YOUR ASSIGNMENT: Lines with the word "pack" are the answer; copy each of them from the data below.

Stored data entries
——

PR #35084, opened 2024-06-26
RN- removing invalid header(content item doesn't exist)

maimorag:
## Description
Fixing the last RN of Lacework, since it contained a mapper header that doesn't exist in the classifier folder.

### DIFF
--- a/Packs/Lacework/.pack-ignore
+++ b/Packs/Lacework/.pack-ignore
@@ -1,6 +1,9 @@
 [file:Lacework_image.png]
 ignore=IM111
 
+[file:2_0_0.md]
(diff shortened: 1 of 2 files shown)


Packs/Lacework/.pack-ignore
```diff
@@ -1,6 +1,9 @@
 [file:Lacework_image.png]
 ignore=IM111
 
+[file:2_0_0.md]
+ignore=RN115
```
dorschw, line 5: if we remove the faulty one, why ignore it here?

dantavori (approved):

——

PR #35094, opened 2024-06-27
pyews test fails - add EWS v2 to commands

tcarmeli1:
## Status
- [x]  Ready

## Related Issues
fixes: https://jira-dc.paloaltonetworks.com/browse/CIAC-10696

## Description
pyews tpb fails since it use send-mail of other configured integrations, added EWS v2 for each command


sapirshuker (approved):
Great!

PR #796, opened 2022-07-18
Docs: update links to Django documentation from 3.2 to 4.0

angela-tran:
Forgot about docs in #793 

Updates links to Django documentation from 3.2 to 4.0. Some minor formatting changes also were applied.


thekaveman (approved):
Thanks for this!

——

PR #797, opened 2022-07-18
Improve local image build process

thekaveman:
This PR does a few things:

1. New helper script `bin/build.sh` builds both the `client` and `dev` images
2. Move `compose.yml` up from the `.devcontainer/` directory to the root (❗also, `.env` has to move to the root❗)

——

TASK ANSWER:
--- a/Packs/Lacework/.pack-ignore
+++ b/Packs/Lacework/.pack-ignore
Packs/Lacework/.pack-ignore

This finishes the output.